(Stored data entries)
PR #2073, opened 2020-11-15
feat: threw error if profile-create-new-if-missing used without profile

akhilpanchal:
Follow up to #2064 based on @rpl's [comment](https://github.com/mozilla/web-ext/pull/2064#discussion_r518873064).

Throws error if `profile-create-new-if-missing` option used without `firefox-profile` or `chromium-profile`.

### DIFF
--- a/src/cmd/run.js
+++ b/src/cmd/run.js
@@ -124,7 +124,13 @@ export default async function run(
 
   const profileDir = firefoxProfile || chromiumProfile;
 
-  if (profileCreateIfMissing && profileDir) {
+  if (profileCreateIfMissing) {
+    if (!profileDir) {
+      throw new UsageError(
+        '--profile-create-if-missing should be paired ' +
+        'with --firefox-profile or --chromium-profile'
+      );
+    }
     const isDir = fs.existsSync(profileDir);
     if (isDir) {
       log.info(`Profile directory ${profileDir} already exists`);
@@ -132,11 +138,6 @@ export default async function run(
       log.info(`Profile directory not found. Creating directory ${profileDir}`);
       await fs.mkdir(profileDir);
     }
-  } else if (profileCreateIfMissing) {
-    throw new UsageError(
-      '--profile-create-if-missing should be paired ' +
-      'with --firefox-profile or --chromium-profile'
-    );
   }
 
   const runners = [];
--- a/src/cmd/run.js
+++ b/src/cmd/run.js
@@ -11,6 +11,7 @@ import {
 } from '../firefox/remote';
 import {createLogger} from '../util/logger';
 import defaultGetValidatedManifest from '../util/manifest';
+import {UsageError} from '../../src/errors';
 import {
   createExtensionRunner,
   defaultReloadStrategy,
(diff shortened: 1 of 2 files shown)


src/cmd/run.js
```diff
@@ -131,6 +132,11 @@ export default async function run(
       log.info(`Profile directory not found. Creating directory ${profileDir}`);
       await fs.mkdir(profileDir);
     }
+  } else if (profileCreateIfMissing) {
+    throw new UsageError(
+      '--profile-create-if-missing should be paired ' +
+      'with --firefox-profile or --chromium-profile'
+    );
```
rpl, line 139: we could move this into the previous if block by doing something like:

```
if (profileCreateIfMissing) {
  if (!profileDir) {
    throw new UsageError("...);
  }
  // the rest of the if block from line 128 to line 133.
}
```

tests/unit/test-cmd/test.run.js
```diff
@@ -406,5 +407,23 @@ describe('run', () => {
...
+           await cmd.run({ profileCreateIfMissing: true });
+         } catch (error) {
+           actualError = error;
+         }
+
+         assert.instanceOf(actualError, UsageError);
+         assert.match(
+           actualError && actualError.message,
+           /should be paired with --firefox-profile or --chromium-profile/
+         );
```
rpl, line 426: we should use `await assert.isRejected(...)` (provided by the chai-as-promised dev dependency and also used in some of the other tests, e.g. test.adb.js should be one of the test file already using this assertion functions).

rpl (changes requested):
@akhilpanchal Thanks for looking into quickly jumping on covering the followups related to #2064!!! 
Follows a couple of review comments.

akhilpanchal:
> @akhilpanchal Thanks for looking into quickly jumping on covering the followups related to #2064!!!
> Follows a couple of review comments.

Thanks @rpl. I addressed your feedback in the latest commit. 
I also have a [pull request open in the extension-workshop repo](https://github.com/mozilla/extension-workshop/pull/832) for documenting.
Let me know if you have any feedback for me.

Thanks again for all your guidance and comments :)

src/cmd/run.js
```diff
@@ -123,7 +124,13 @@ export default async function run(
 
   const profileDir = firefoxProfile || chromiumProfile;
 
-  if (profileCreateIfMissing && profileDir) {
+  if (profileCreateIfMissing) {
+    if (!profileDir) {
+      throw new UsageError(
+        '--profile-create-if-missing should be paired ' +
```
rpl, line 130: would you mind to replace `should be paired with` with `requires`? (mostly because I'm not really sure if paired is a common why to refer to that in english, "--profile-create-if-missing requires --firefox-profile or --chromium-profile" is shorter and should be clear enough).

Same change has to be applied to the assertion on the test side.

rpl (commented):
@akhilpanchal good job, this looks great. I would just tweak the UsageError message a bit (my apologies I should have noticed it sooner and pointed it out in the previous review round) before merging this on master, would you mind to do that? (the tweak is described below).

src/cmd/run.js
akhilpanchal: > @akhilpanchal good job, this looks great. I would just tweak the UsageError message a bit (my apologies I should have noticed it sooner and pointed it out in the previous review round) before merging this on master, would you mind to do that? (the tweak is described below).

No worries at all! Makes sense to me. It is shorter and clear.
I addressed it.

rpl (approved):

rpl:
@akhilpanchal Thanks a lot! looks great and I'm going to merge it right now! :tada:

Instructions for the task –
Transcribe the records in full, keeping every character as it is.

Answer to this problem –
PR #2073, opened 2020-11-15
feat: threw error if profile-create-new-if-missing used without profile

akhilpanchal:
Follow up to #2064 based on @rpl's [comment](https://github.com/mozilla/web-ext/pull/2064#discussion_r518873064).

Throws error if `profile-create-new-if-missing` option used without `firefox-profile` or `chromium-profile`.

### DIFF
--- a/src/cmd/run.js
+++ b/src/cmd/run.js
@@ -124,7 +124,13 @@ export default async function run(
 
   const profileDir = firefoxProfile || chromiumProfile;
 
-  if (profileCreateIfMissing && profileDir) {
+  if (profileCreateIfMissing) {
+    if (!profileDir) {
+      throw new UsageError(
+        '--profile-create-if-missing should be paired ' +
+        'with --firefox-profile or --chromium-profile'
+      );
+    }
     const isDir = fs.existsSync(profileDir);
     if (isDir) {
       log.info(`Profile directory ${profileDir} already exists`);
@@ -132,11 +138,6 @@ export default async function run(
       log.info(`Profile directory not found. Creating directory ${profileDir}`);
       await fs.mkdir(profileDir);
     }
-  } else if (profileCreateIfMissing) {
-    throw new UsageError(
-      '--profile-create-if-missing should be paired ' +
-      'with --firefox-profile or --chromium-profile'
-    );
   }
 
   const runners = [];
--- a/src/cmd/run.js
+++ b/src/cmd/run.js
@@ -11,6 +11,7 @@ import {
 } from '../firefox/remote';
 import {createLogger} from '../util/logger';
 import defaultGetValidatedManifest from '../util/manifest';
+import {UsageError} from '../../src/errors';
 import {
   createExtensionRunner,
   defaultReloadStrategy,
(diff shortened: 1 of 2 files shown)


src/cmd/run.js
```diff
@@ -131,6 +132,11 @@ export default async function run(
       log.info(`Profile directory not found. Creating directory ${profileDir}`);
       await fs.mkdir(profileDir);
     }
+  } else if (profileCreateIfMissing) {
+    throw new UsageError(
+      '--profile-create-if-missing should be paired ' +
+      'with --firefox-profile or --chromium-profile'
+    );
```
rpl, line 139: we could move this into the previous if block by doing something like:

```
if (profileCreateIfMissing) {
  if (!profileDir) {
    throw new UsageError("...);
  }
  // the rest of the if block from line 128 to line 133.
}
```

tests/unit/test-cmd/test.run.js
```diff
@@ -406,5 +407,23 @@ describe('run', () => {
...
+           await cmd.run({ profileCreateIfMissing: true });
+         } catch (error) {
+           actualError = error;
+         }
+
+         assert.instanceOf(actualError, UsageError);
+         assert.match(
+           actualError && actualError.message,
+           /should be paired with --firefox-profile or --chromium-profile/
+         );
```
rpl, line 426: we should use `await assert.isRejected(...)` (provided by the chai-as-promised dev dependency and also used in some of the other tests, e.g. test.adb.js should be one of the test file already using this assertion functions).

rpl (changes requested):
@akhilpanchal Thanks for looking into quickly jumping on covering the followups related to #2064!!! 
Follows a couple of review comments.

akhilpanchal:
> @akhilpanchal Thanks for looking into quickly jumping on covering the followups related to #2064!!!
> Follows a couple of review comments.

Thanks @rpl. I addressed your feedback in the latest commit. 
I also have a [pull request open in the extension-workshop repo](https://github.com/mozilla/extension-workshop/pull/832) for documenting.
Let me know if you have any feedback for me.

Thanks again for all your guidance and comments :)

src/cmd/run.js
```diff
@@ -123,7 +124,13 @@ export default async function run(
 
   const profileDir = firefoxProfile || chromiumProfile;
 
-  if (profileCreateIfMissing && profileDir) {
+  if (profileCreateIfMissing) {
+    if (!profileDir) {
+      throw new UsageError(
+        '--profile-create-if-missing should be paired ' +
```
rpl, line 130: would you mind to replace `should be paired with` with `requires`? (mostly because I'm not really sure if paired is a common why to refer to that in english, "--profile-create-if-missing requires --firefox-profile or --chromium-profile" is shorter and should be clear enough).

Same change has to be applied to the assertion on the test side.

rpl (commented):
@akhilpanchal good job, this looks great. I would just tweak the UsageError message a bit (my apologies I should have noticed it sooner and pointed it out in the previous review round) before merging this on master, would you mind to do that? (the tweak is described below).

src/cmd/run.js
akhilpanchal: > @akhilpanchal good job, this looks great. I would just tweak the UsageError message a bit (my apologies I should have noticed it sooner and pointed it out in the previous review round) before merging this on master, would you mind to do that? (the tweak is described below).

No worries at all! Makes sense to me. It is shorter and clear.
I addressed it.

rpl (approved):

rpl:
@akhilpanchal Thanks a lot! looks great and I'm going to merge it right now! :tada:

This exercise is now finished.